The reason they are not replaced is for the same reason, stocktrading places can not simply be "replaced"- aka you cant open up a competing wall-street.


>The reason they are not replaced is for the same reason, stocktrading places can not simply be "replaced"- aka you cant open up a competing wall-street.

Ahem.

https://en.wikipedia.org/wiki/Over-the-counter_(finance)


> create a neutral evaluation of the goods these rivaling organisations produce

Well... They mostly facilitate the evaluation of the goods. The evaluation itself is still done by scientists and scholars that are not employed by the publishers.


If those would routinely abuse the power bestowed upon them, they would threaten the magazines. Its in there own best interest to not abuse there review-powers, or there reputation could be ruined by the very same marketplace.

You cant just open another marketplace at the same location, because that has you at a automatic disadvantage. You could however ruin the marketplaces reputation, trying to shift customers to yours. You can also, wrap the market-place as in- provide a vital layer they need to function, and thus turn them into a organella of a bigger market-place.


If academics cannot get together to fix a model so absurdly broken their problem solving capabilities come into question.

They had access to the Internet before the general public, they would have realized the ridiculousness of the journal model decades ago. You can't always be a victim.

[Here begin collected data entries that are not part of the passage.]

PR #308, opened 2019-10-11
CORE-658: Add syncRecommended event

michael-brd:
I included a depth in the sync recommended event. Should allow consumers to kick off a sync, if they deem the are in a state to do so, without having to determine where to start. Should give us flexibility in case other blockchains ever wanted to recommend a sync.

### DIFF
--- a/Swift/BRCryptoTests/BRCryptoDebugSupport.swift
+++ b/Swift/BRCryptoTests/BRCryptoDebugSupport.swift
@@ -78,6 +78,8 @@ extension WalletManagerEvent: MatchableEvent {
         case (.syncStarted, .syncStarted): return true
         case (let .syncProgress (progress1), let .syncProgress (progress2)):
             return !strict || (progress1 == progress2)
+        case (let .syncRecommended (depth), let .syncRecommended (depth)):
+            return !strict || (depth == depth)
         case (let .syncEnded (error1), let .syncEnded (error2)):
             return !strict || (error1 == error2)
         case (let .blockUpdated (height1), let .blockUpdated (height2)):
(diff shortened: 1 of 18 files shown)


Swift/BRCryptoTests/BRCryptoDebugSupport.swift
```diff
@@ -78,6 +78,8 @@ extension WalletManagerEvent: MatchableEvent {
         case (.syncStarted, .syncStarted): return true
         case (let .syncProgress (progress1), let .syncProgress (progress2)):
             return !strict || (progress1 == progress2)
+        case (let .syncRecommended (depth), let .syncRecommended (depth)):
+            return !strict || (depth == depth)
```
EBGToo: Needs to be `depth1` and `depth2`

bitcoin/BRWalletManagerEvent.c
```diff
@@ -102,9 +103,10 @@ static BREventType bwmSignalTxDeletedEventType = {
...
 extern void
 bwmSignalTxDeleted (BRWalletManager manager,
-                    UInt256 hash) {
+                    UInt256 hash,
+                    int recommendRescan) {
     BRWalletManagerWalletTxDeletedEvent message =
-    { { NULL, &bwmSignalTxDeletedEventType}, manager, hash};
+    { { NULL, &bwmSignalTxDeletedEventType}, manager, hash, recommendRescan};
     eventHandlerSignalEvent (manager->handler, (BREvent*) &message);
 }
```
EBGToo: Ignoring `notifyUser`?  That is fine (added later if needed).

michael-brd: The `notifyUser` actually isn't tied to the rescan. It seems to be an indicator if if the user should be informed of the deletion (i.e. the logic sometimes has `notifyUser` set but `recommendRescan` not).

In our case, we announce every deletion (and every addition) to the CWM.

Swift/BRCryptoTests/BRCryptoDebugSupport.swift
michael-brd: Nice catch!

You forget that before the internet, paper publishing was a thing and that actually cost money. Moreover most scientists are not tech savvy.


This at first made me angry, but on reflection I think you're basically right.

I think it's because modern academia lacks the slack in the system that is necessary to solve these kinds of problems.


Even though I'm not a researcher (yet; still doing my undergrad), this infuriates me to no end. I'd be glad to help any movement that attempts to break this by volunteering code and time.